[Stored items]
----------------------------------------

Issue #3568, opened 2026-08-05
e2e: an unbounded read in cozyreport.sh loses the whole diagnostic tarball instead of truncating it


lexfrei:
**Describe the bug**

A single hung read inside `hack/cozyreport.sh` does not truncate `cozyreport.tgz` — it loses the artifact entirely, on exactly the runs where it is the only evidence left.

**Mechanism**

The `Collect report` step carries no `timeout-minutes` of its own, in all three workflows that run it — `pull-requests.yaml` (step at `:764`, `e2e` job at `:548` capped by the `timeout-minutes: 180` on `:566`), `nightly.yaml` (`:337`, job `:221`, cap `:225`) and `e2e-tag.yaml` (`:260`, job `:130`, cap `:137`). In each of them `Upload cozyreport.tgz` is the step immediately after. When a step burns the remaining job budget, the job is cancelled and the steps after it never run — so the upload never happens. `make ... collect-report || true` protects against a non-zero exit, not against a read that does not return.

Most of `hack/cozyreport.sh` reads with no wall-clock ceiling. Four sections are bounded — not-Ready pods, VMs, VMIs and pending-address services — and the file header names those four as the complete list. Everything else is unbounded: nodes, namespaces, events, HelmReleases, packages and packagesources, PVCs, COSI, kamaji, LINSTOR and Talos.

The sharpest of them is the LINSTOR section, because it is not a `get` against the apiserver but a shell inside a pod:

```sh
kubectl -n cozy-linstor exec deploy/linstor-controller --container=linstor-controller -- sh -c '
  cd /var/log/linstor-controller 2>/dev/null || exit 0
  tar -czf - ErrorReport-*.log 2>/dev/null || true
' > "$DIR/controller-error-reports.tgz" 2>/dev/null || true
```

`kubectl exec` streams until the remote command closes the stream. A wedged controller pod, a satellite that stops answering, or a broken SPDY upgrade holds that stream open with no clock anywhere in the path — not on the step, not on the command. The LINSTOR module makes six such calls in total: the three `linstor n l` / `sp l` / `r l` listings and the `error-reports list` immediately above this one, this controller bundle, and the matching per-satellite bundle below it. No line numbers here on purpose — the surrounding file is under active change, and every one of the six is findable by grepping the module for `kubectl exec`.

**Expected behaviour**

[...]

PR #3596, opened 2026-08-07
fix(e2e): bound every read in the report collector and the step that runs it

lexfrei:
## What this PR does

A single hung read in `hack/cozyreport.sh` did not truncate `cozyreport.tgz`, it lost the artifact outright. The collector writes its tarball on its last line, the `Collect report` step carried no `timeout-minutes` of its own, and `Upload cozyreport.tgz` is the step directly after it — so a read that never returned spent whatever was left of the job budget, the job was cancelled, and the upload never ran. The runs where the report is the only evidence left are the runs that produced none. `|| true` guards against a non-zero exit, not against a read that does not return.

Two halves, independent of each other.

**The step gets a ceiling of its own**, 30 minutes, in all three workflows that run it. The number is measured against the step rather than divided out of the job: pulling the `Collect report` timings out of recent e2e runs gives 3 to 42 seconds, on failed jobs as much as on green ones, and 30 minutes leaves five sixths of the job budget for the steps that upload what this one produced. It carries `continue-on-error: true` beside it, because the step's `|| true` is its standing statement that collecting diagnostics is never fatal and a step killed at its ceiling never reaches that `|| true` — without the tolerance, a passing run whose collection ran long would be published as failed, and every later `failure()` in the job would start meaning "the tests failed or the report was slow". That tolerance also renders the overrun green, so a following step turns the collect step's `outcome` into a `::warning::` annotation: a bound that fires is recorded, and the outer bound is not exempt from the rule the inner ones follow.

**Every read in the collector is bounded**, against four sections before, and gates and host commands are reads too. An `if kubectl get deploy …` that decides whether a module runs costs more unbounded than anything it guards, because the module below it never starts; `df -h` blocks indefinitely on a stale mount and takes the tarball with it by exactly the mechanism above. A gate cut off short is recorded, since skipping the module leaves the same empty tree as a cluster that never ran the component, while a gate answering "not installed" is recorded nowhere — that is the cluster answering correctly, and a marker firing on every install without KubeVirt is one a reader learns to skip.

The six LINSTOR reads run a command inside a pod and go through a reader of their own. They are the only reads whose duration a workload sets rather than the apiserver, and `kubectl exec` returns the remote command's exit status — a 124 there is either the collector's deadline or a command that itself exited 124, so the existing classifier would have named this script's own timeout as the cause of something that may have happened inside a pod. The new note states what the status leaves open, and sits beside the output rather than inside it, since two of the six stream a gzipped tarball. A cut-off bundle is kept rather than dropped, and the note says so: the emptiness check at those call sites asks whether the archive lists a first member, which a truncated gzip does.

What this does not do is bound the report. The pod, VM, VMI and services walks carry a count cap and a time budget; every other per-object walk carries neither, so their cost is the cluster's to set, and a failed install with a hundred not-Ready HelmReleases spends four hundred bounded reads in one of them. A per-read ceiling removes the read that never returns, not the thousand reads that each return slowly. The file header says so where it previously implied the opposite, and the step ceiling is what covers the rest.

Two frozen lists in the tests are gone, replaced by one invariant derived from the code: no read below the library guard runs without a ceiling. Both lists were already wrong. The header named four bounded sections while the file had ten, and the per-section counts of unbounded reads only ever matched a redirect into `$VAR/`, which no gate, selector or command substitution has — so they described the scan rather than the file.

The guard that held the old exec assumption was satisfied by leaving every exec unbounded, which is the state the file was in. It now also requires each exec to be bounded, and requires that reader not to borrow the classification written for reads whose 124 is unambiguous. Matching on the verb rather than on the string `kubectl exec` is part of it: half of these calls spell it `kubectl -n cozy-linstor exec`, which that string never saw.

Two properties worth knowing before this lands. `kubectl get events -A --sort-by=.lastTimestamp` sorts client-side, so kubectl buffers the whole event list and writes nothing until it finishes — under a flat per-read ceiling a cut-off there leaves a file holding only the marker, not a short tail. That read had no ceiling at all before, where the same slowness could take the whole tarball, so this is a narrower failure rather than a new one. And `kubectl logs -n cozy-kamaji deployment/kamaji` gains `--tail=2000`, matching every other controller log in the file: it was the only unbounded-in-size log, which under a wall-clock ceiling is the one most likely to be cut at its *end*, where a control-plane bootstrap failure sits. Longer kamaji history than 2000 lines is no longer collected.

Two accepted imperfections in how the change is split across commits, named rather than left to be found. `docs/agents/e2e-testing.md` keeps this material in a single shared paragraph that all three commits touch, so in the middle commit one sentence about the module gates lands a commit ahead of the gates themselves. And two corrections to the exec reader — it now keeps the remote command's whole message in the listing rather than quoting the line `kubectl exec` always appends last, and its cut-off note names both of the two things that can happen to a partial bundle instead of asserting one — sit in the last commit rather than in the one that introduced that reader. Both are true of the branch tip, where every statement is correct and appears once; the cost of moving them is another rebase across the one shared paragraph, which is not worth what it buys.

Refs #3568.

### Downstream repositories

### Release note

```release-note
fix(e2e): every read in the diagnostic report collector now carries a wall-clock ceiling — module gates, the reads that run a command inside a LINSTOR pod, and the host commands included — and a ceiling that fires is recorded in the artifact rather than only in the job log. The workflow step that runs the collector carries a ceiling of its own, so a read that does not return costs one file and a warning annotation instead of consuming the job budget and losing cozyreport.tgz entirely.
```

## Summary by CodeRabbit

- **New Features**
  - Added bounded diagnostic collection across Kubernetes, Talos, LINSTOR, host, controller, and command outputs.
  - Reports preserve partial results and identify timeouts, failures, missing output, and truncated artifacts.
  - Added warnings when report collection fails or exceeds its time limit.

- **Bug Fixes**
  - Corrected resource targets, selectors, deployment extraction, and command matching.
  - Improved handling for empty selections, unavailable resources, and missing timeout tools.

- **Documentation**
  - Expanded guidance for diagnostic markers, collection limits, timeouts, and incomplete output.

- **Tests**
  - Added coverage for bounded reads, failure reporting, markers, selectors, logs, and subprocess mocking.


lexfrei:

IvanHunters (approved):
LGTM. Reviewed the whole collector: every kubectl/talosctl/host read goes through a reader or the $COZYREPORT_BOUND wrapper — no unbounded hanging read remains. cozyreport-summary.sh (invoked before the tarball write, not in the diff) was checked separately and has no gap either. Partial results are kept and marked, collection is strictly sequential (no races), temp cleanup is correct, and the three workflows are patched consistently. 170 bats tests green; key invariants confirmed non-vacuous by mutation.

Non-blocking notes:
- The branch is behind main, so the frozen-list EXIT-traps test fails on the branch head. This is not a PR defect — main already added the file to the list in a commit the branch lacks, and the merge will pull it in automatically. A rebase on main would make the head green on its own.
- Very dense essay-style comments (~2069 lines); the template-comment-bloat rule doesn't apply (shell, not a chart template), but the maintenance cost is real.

----------------------------------------

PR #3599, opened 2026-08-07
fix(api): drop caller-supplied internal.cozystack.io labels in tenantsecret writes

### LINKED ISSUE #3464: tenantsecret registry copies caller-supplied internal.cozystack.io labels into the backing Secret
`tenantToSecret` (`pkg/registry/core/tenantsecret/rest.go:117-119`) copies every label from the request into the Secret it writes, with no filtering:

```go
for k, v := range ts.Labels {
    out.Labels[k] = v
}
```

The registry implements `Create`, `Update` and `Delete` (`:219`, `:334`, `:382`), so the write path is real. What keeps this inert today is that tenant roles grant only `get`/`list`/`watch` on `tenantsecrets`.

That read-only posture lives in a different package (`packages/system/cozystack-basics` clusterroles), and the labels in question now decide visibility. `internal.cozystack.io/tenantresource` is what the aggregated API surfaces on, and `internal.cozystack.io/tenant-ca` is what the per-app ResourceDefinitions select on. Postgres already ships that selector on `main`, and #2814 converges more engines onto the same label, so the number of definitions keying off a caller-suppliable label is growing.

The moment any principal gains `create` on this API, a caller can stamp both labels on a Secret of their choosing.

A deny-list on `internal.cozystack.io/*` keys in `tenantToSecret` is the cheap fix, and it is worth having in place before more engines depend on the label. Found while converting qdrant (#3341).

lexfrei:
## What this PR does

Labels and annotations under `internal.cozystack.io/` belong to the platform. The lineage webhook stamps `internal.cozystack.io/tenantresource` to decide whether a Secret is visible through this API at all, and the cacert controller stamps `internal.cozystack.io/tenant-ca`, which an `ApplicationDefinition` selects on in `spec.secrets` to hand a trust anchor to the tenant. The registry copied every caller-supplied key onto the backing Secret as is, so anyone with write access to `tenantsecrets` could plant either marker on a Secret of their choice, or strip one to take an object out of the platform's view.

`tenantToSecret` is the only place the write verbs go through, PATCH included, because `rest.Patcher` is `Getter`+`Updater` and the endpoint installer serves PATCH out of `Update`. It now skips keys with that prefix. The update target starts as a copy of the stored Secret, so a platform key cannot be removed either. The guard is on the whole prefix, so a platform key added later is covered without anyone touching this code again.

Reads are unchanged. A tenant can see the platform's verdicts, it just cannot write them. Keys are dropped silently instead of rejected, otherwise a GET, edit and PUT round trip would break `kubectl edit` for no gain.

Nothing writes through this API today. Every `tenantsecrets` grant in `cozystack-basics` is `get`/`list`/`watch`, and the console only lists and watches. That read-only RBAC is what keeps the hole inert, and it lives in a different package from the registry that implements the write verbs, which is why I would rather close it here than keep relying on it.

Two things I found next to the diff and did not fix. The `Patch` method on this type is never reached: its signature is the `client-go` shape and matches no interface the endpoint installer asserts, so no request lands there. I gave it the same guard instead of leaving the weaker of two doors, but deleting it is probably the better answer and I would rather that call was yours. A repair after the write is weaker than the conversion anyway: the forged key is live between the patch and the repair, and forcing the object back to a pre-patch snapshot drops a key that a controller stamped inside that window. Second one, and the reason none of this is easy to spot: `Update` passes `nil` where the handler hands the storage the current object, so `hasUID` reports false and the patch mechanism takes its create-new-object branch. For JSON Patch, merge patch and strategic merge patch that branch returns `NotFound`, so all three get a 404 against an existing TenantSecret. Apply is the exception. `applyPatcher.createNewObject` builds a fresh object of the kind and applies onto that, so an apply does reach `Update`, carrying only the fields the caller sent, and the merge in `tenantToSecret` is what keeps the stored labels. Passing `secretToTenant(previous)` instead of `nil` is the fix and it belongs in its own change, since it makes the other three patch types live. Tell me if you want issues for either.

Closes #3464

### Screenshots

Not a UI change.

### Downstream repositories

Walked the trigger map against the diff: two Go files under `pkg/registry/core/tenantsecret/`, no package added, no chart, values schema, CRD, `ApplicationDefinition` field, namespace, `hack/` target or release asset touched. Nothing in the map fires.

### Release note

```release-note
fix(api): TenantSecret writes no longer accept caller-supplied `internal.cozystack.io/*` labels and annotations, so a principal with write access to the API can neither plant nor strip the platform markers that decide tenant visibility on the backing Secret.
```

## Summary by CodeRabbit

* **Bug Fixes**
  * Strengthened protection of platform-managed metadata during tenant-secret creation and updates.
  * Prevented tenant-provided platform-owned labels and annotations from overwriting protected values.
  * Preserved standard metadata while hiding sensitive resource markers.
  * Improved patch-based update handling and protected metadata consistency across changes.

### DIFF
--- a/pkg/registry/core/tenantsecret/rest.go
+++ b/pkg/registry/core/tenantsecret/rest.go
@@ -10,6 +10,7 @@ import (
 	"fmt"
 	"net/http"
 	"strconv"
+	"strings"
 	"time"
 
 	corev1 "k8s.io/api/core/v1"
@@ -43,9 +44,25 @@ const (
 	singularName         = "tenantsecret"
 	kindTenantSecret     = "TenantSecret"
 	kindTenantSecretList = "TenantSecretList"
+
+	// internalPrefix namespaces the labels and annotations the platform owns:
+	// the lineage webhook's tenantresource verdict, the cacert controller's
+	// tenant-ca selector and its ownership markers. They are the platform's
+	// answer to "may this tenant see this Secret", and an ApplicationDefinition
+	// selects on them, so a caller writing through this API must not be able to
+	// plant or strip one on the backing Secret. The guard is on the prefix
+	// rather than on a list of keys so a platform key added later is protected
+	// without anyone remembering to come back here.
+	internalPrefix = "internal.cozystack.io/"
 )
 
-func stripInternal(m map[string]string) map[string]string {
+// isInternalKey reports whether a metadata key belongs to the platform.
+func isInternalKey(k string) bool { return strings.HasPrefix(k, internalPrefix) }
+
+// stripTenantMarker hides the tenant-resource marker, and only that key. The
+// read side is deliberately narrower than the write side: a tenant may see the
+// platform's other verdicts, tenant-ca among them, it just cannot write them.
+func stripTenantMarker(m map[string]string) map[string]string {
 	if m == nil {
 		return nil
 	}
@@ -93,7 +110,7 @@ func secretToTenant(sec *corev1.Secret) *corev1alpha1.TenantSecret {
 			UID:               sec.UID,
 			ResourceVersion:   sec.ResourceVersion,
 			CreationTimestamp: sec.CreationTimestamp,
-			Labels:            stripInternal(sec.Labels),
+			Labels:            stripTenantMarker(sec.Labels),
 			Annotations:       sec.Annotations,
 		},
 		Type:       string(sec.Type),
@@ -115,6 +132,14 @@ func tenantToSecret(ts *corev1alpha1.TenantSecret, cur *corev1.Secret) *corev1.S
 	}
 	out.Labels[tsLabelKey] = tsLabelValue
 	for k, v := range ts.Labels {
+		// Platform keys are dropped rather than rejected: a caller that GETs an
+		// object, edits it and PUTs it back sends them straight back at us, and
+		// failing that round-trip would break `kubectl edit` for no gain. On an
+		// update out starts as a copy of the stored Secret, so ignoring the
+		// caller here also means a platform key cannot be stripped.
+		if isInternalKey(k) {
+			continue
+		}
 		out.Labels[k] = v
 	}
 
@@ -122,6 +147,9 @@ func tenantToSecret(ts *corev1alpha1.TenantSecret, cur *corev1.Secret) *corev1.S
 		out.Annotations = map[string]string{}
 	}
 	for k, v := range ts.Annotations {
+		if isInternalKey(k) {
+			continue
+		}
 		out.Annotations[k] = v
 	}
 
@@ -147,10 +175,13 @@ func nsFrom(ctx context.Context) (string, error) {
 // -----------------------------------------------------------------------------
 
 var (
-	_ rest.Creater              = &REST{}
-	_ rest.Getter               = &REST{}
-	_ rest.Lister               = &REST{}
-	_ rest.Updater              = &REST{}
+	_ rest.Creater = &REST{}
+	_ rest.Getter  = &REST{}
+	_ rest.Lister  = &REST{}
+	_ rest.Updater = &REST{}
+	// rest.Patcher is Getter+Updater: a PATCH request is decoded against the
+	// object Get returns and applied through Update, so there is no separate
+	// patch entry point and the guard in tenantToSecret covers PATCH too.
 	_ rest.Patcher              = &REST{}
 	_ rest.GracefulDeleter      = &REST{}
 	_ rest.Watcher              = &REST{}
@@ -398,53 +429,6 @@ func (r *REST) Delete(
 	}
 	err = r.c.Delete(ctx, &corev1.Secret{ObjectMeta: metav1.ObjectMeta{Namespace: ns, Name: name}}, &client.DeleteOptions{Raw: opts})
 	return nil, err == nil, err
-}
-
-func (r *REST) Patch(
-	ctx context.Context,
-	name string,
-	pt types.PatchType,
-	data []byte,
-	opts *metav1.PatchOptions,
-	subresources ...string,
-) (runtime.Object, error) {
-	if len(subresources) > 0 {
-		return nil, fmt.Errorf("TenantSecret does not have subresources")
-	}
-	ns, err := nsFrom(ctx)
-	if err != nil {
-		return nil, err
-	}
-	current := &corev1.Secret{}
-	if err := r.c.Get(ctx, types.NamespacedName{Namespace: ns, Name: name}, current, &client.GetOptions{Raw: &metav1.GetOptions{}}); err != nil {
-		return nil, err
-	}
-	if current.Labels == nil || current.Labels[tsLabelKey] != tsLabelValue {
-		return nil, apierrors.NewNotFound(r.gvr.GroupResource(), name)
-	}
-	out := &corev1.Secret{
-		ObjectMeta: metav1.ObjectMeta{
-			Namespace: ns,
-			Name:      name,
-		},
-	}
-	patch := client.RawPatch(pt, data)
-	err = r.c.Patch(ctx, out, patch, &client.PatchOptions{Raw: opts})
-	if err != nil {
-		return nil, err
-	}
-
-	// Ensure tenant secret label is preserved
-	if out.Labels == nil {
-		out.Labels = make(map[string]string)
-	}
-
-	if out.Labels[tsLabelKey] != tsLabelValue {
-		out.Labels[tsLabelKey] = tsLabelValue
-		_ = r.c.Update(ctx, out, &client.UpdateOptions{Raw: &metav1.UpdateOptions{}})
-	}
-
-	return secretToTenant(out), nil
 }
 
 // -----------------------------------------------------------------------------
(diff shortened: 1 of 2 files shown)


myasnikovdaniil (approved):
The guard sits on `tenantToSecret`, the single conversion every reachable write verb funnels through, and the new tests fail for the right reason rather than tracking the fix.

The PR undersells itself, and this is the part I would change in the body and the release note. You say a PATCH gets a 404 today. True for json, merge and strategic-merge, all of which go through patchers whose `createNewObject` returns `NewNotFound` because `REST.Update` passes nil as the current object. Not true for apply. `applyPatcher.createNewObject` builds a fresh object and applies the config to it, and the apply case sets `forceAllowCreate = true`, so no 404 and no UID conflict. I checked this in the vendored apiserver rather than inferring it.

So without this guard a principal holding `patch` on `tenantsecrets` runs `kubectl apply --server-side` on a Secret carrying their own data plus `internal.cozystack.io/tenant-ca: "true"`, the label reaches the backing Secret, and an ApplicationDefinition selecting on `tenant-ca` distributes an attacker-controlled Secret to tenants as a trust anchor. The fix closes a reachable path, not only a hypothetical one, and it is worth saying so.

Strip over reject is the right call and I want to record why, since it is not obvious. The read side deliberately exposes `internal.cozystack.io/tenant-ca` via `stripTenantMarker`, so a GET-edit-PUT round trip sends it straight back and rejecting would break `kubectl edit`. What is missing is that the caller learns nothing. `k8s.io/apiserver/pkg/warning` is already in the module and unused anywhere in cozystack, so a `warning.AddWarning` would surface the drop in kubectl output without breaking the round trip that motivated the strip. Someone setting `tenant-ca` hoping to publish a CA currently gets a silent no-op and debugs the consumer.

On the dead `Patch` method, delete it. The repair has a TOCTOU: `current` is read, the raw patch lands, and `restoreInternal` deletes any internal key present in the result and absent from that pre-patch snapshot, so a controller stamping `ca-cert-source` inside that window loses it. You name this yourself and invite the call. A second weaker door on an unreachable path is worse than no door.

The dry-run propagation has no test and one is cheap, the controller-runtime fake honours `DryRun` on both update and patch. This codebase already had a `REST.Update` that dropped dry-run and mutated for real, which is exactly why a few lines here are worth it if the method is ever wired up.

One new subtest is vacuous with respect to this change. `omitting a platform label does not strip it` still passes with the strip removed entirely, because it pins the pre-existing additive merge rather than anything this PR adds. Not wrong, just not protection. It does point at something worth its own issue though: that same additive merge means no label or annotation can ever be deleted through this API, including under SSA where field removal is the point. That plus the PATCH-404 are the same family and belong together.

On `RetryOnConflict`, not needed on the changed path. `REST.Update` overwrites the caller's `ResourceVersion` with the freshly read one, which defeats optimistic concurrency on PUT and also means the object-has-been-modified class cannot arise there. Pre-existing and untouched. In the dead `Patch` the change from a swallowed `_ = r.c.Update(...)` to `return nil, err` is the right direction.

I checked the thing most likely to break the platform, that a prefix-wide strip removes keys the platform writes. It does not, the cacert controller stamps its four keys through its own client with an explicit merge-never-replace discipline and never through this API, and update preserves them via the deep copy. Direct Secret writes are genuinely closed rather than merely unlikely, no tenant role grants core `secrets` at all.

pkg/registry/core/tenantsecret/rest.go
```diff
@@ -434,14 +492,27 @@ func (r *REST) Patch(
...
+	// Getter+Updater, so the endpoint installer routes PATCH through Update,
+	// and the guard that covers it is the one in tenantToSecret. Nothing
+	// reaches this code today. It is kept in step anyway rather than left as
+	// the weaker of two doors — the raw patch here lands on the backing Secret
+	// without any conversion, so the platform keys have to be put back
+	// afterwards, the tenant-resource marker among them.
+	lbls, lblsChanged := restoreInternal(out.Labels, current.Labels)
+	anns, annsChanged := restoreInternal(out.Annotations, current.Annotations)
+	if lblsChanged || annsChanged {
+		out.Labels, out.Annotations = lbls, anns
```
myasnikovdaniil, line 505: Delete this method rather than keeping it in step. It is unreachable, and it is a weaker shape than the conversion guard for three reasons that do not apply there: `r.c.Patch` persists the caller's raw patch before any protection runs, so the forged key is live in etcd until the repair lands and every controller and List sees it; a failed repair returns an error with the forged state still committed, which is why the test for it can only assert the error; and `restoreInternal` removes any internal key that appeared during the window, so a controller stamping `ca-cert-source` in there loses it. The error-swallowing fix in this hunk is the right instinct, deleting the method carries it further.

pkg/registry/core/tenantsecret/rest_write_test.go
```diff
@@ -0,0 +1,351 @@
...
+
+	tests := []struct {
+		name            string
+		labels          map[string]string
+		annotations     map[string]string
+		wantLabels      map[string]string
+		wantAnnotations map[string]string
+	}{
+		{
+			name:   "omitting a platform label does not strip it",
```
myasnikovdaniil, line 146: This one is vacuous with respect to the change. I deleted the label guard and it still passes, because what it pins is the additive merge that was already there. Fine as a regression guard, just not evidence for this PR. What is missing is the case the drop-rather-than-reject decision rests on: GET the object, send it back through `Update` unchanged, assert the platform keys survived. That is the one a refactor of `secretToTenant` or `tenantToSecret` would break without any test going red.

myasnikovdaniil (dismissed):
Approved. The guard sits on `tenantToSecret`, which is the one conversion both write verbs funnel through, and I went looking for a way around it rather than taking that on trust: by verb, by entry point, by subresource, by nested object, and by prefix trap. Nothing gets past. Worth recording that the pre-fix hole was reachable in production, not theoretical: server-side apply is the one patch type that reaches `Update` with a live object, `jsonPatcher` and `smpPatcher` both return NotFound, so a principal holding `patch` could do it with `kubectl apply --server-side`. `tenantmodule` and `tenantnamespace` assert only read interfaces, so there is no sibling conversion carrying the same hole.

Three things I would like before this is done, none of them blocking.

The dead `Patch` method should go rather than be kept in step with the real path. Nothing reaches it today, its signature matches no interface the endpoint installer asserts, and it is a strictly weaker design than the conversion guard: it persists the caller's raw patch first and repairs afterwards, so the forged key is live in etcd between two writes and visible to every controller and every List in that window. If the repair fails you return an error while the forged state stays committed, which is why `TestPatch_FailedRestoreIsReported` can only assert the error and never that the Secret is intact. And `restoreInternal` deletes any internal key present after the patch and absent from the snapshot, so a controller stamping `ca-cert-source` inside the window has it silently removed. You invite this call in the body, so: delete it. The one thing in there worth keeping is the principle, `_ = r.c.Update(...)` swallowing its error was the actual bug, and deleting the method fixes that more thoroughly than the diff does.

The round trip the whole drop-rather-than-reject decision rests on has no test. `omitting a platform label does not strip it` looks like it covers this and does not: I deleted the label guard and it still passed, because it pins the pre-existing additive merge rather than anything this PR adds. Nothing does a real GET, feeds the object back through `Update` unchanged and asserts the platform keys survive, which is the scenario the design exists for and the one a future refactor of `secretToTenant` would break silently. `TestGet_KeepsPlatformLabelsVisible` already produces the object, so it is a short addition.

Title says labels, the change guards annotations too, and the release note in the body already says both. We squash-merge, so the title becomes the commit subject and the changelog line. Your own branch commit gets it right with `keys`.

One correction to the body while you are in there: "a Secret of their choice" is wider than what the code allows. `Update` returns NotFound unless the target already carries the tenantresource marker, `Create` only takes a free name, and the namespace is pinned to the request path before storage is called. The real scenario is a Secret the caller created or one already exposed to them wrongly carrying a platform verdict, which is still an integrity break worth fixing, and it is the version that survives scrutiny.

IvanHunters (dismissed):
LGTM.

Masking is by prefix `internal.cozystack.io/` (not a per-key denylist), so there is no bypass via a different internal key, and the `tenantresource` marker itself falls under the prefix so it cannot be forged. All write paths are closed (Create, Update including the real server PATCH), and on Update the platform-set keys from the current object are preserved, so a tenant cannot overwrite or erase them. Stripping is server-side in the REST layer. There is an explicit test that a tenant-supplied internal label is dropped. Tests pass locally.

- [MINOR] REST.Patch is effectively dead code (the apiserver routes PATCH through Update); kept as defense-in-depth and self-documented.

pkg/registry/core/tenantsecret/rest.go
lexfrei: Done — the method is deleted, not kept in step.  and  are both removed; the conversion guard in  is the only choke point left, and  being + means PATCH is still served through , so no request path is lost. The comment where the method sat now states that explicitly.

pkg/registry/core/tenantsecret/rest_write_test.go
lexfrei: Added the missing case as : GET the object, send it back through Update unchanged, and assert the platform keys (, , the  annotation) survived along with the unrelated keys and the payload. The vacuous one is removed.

----------------------------------------

● **WHAT THIS TASK INVOLVES**
Only lines containing "clock" belong in the answer; copy every such line from the records.

● **RESULT FOR THIS EXERCISE**
Most of `hack/cozyreport.sh` reads with no wall-clock ceiling. Four sections are bounded — not-Ready pods, VMs, VMIs and pending-address services — and the file header names those four as the complete list. Everything else is unbounded: nodes, namespaces, events, HelmReleases, packages and packagesources, PVCs, COSI, kamaji, LINSTOR and Talos.
`kubectl exec` streams until the remote command closes the stream. A wedged controller pod, a satellite that stops answering, or a broken SPDY upgrade holds that stream open with no clock anywhere in the path — not on the step, not on the command. The LINSTOR module makes six such calls in total: the three `linstor n l` / `sp l` / `r l` listings and the `error-reports list` immediately above this one, this controller bundle, and the matching per-satellite bundle below it. No line numbers here on purpose — the surrounding file is under active change, and every one of the six is findable by grepping the module for `kubectl exec`.
Two properties worth knowing before this lands. `kubectl get events -A --sort-by=.lastTimestamp` sorts client-side, so kubectl buffers the whole event list and writes nothing until it finishes — under a flat per-read ceiling a cut-off there leaves a file holding only the marker, not a short tail. That read had no ceiling at all before, where the same slowness could take the whole tarball, so this is a narrower failure rather than a new one. And `kubectl logs -n cozy-kamaji deployment/kamaji` gains `--tail=2000`, matching every other controller log in the file: it was the only unbounded-in-size log, which under a wall-clock ceiling is the one most likely to be cut at its *end*, where a control-plane bootstrap failure sits. Longer kamaji history than 2000 lines is no longer collected.
fix(e2e): every read in the diagnostic report collector now carries a wall-clock ceiling — module gates, the reads that run a command inside a LINSTOR pod, and the host commands included — and a ceiling that fires is recorded in the artifact rather than only in the job log. The workflow step that runs the collector carries a ceiling of its own, so a read that does not return costs one file and a warning annotation instead of consuming the job budget and losing cozyreport.tgz entirely.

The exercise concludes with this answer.